Imagine a problem with a connector breaking off the board. Usually, this is not a big deal but worst case – a couple of torn traces and a new connector – unless, of course, we are talking about the reef gear. In which case, we have to expect things breaking in new and unusual ways!

This is certainly the case with this AI Hydra light. This was also a mail in service request from a fellow reefer. So, I am not exactly sure how this connector came off the board, but… well, take a look at this.

What??? The entire fan circuit is missing. Every. Single. Component.
The area is covered in a thick layer of corrosion to the point you can not tell what is what.

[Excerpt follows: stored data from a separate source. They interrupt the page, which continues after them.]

PR #3196, opened 2025-10-25
[SYS-370] Add Connect Worker Concurrency

mar-inngest:
## Description

Adding support for connect worker concurrency

- [ ] Docs

## Checklist

## New Redis Keys and TTLs
All keys have TTLs and Expiration, so in the worst case they should be deleted within 4*20 seconds by redis.

* `{<env_id>}:worker-capacity:<instance_id>`: Integer value, only set where worker capacity is limited.
* `{<env_id>}:worker-requests-set:<instance_id>`: Sorted set of strings value with expiration timestamp as score, only set where worker capacity is limited.
*  `{<env_id>}:request-worker:<lease_id>`: String value, only set where worker capacity is limited.
*  The `ConnectWorkerRequestToWorkerMappingTTL` is the TTL/Expiration of `%s:request-worker:%s` and the data inside `%s:worker-requests-set:%s`
* `ConnectWorkerCapacityManagerTTL` is the TTL value of `%s:worker-capacity:%s` and the `%s:worker-requests-set:%s` itself

## Behaviour
* Concurrency is associated with an `InstanceID`
* Concurrency is associated to a `request_id`, not a `lease_id`. Each request usually has multiple leases. There are two TTLs. 
  *  15 minutes - worker's total capacity and available capacity is stored 
  * 2 minutes - A request's mapping to a worker is stored (20 second is the duration for lease renewal, and 5 second is the time for heart beats). The 2 minutes is mostly to allow for gateway restarts, even though the worker should send a new connection request.
* No-capacity-limit is considered the faster/default path, all the capacity checks are generally performed after lease (by the executor). 
* On concurrency limit, we use the Always Retryable Error interface to keep retrying. This means that a job is showed as "Running" in the UI, always.

## Cases Tested
* Two workers with same Instance ID share the capacity between them
  * If one crashes, lease is transferred to other worker since from the perspective of this pull request, there's no change
* Long Running Worker With Capacity Enabled - Heartbeat Messages refresh TTL. Capacity is cleaned on next assign operation.
* Worker Crashes
* Gateway Crashes
* Multiple leases contending for the same Instance ID (gracefully fails, and returns a retryable error)

### DIFF
--- a/pkg/connect/routing/router.go
+++ b/pkg/connect/routing/router.go
@@ -5,6 +5,7 @@ import (
 	"encoding/json"
 	"errors"
 	"fmt"
+	"log/slog"
 	"slices"
 	"time"
 
@@ -407,6 +408,20 @@ type checkCapacityRes struct {
 	hasWorkerCapacity bool
 }
 
+type activeLeasesLogger struct {
+	stateManager       state.StateManager
+	ctx                context.Context
+	envID              uuid.UUID
+	instanceID         string
+	workerCapUnlimited bool
+}
+
+// this is a redis call that we only want enabled at trace level
+func (a activeLeasesLogger) LogValue() slog.Value {
+	activeLeases, _ := a.stateManager.GetAllActiveWorkerRequests(a.ctx, a.envID, a.instanceID, a.workerCapUnlimited)
+	return slog.AnyValue(activeLeases)
+}
+
 func checkCapacity(ctx context.Context, stateManager state.StateManager, envID uuid.UUID, conn *connectpb.ConnMetadata, log logger.Logger) *checkCapacityRes {
 
 	// Check worker capacity
@@ -424,11 +439,9 @@ func checkCapacity(ctx context.Context, stateManager state.StateManager, envID u
 	}
 	if workerCap.IsAtCapacity() {
 		// Worker has a capacity limit set and is at capacity
-		if log.Level() <= logger.LevelTrace {
-			// get active leases only if trace level is enabled
-			activeLeases, _ := stateManager.GetAllActiveWorkerRequests(ctx, envID, conn.InstanceId, workerCap.IsUnlimited())
-			log.Trace("worker at capacity", "instance_id", conn.InstanceId, "worker_total_capacity", workerCap.Total, "worker_available_capacity", workerCap.Available, "worker_active_leases", activeLeases)
-		}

Let us clean up the corrosion and see if there is anything left below it.

Now, it is clear that at least some traces and pads corroded away entirely. Both pads from the connector are no longer connected to the board circuit. It looks like there should be a diode, a resistor and some other component.

This is what the fan control circuit should look like.

The third missing component turns out to be a small MOSFET. This makes sense because something needs to help the controller switch the fan on and off after all.

Let us get started on restoring the board traces. This time, instead of using the jumpers, I decided to use copper to lay out the new traces.

As you can see, it is not all that bad. Just a couple of runs from the connector pads to link them to the diode and the MOSFET, while carefully avoiding unrelated traces in close proximity. Anyway, we are ready to layout the missing components.

At this point, the fan should work once plugged in. But all of this exposed copper will corrode very quickly again and then the corrosion will push the new components off the board again. To solve this, I will put a good layer of conformal coating over the entire area.

This coating needs to be cured to harden it.

Once hardened, the conformal coating not only protects against corrosion, but also helps to hold my traces to the board.

Now it is time to test if the new fan circuit actually works.

My leading theory on why the damage to the board was so significant that it was a sequence of events with the old fan failing and shorting first. The short caused a part of the circuit to burn out. You can actually see a small hole in the board right next to the diode where a part of the trace used to be. The short on the board made the black coating to flake off exposing copper on several traces. Copper usually corrodes violently, which might have been enough to push all the circuit components off the board.
Either way, the light is now working and the board circuit is corrosion resistant.